(Records from a collection)

PR #1122, opened 2024-08-03
updates tests to CRS 4.5, albedo

M4tteoP:
Requires further investigation on a few failing tests.
Notably:
- Relies on albedo instead of emulating it (or go-httpbin)
- Starts transition from a generic list of ignored tests to a more detailed list of overrides, with the expected behaviours of these tests in the context of Coraza


fzipi (approved):
:shipit:

M4tteoP:
> :shipit:

😅. There is still some work to do around this, but this is still progress that should be okay to be merged. Starting from this PR, I also started reducing the number of tests ignored via the generic `ignore` list in `.ftw.yml` in favor of the expected outcomes of these tests, provided by `.ftw-overrides.yml`

PR #1123, opened 2024-08-03
chore: ports interceptor correction

M4tteoP:
Ports from caddy to the reference implementation some @jcchavezs's findings. See: https://github.com/corazawaf/coraza-caddy/pull/107


jcchavezs (approved):

fzipi:
@9mlcy7 Sorry, can you translate your thoughts to english?

9mlcy7:
image
In this case, if it also returns the length of the Write, it may return a short write error in certain situations.

jcchavezs:
@9mlcy7 how is this a problem? if no interception we aim to return the write return values as they are isn't?

9mlcy7:
@jcchavezs  You're right; the issue occurred because I made some custom modifications to the code.

PR #3788, opened 2019-11-02
componentize some things starting with vxlan

fabianfrz:
@AdSchellevis please give it a try.

If we put more functionality in it, we do not need to script everything over and over again.


src/www/csrf.inc
```diff
@@ -96,13 +96,11 @@ class LegacyCSRF
             // csrf token for Ajax type requests
             $script = "
             <script>
-              $( document ).ready(function() {
```
AdSchellevis: is this a requirement for the `customElements.define(....)` ? at a first glance this changes loading behaviour, but maybe I'm mistaken here. If it's not related, we should probably keep it as is now.

src/opnsense/www/js/opnsense_bootgrid_plugin.js
```diff
@@ -455,3 +455,32 @@ $.fn.UIBootgrid = function (params) {
...
+            let val = that.dataset[value];
+            if (val) {
+                opts[value] = base + val;
+            }
+        });
+        $(this).UIBootgrid(opts);
+    }
+}
+
+customElements.define('os-bootgrid-table', OPNsenseBasicBootGridTable, {"extends": 'table'});
```
AdSchellevis: browser support might be problematic, although I haven't tested this (https://developer.microsoft.com/en-us/microsoft-edge/platform/status/customelements/)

# [Task description]
Which lines in the data above hold the string "this"? Show each one.

# [Exercise result]
😅. There is still some work to do around this, but this is still progress that should be okay to be merged. Starting from this PR, I also started reducing the number of tests ignored via the generic `ignore` list in `.ftw.yml` in favor of the expected outcomes of these tests, provided by `.ftw-overrides.yml`
In this case, if it also returns the length of the Write, it may return a short write error in certain situations.
@9mlcy7 how is this a problem? if no interception we aim to return the write return values as they are isn't?
AdSchellevis: is this a requirement for the `customElements.define(....)` ? at a first glance this changes loading behaviour, but maybe I'm mistaken here. If it's not related, we should probably keep it as is now.
+        $(this).UIBootgrid(opts);
AdSchellevis: browser support might be problematic, although I haven't tested this (https://developer.microsoft.com/en-us/microsoft-edge/platform/status/customelements/)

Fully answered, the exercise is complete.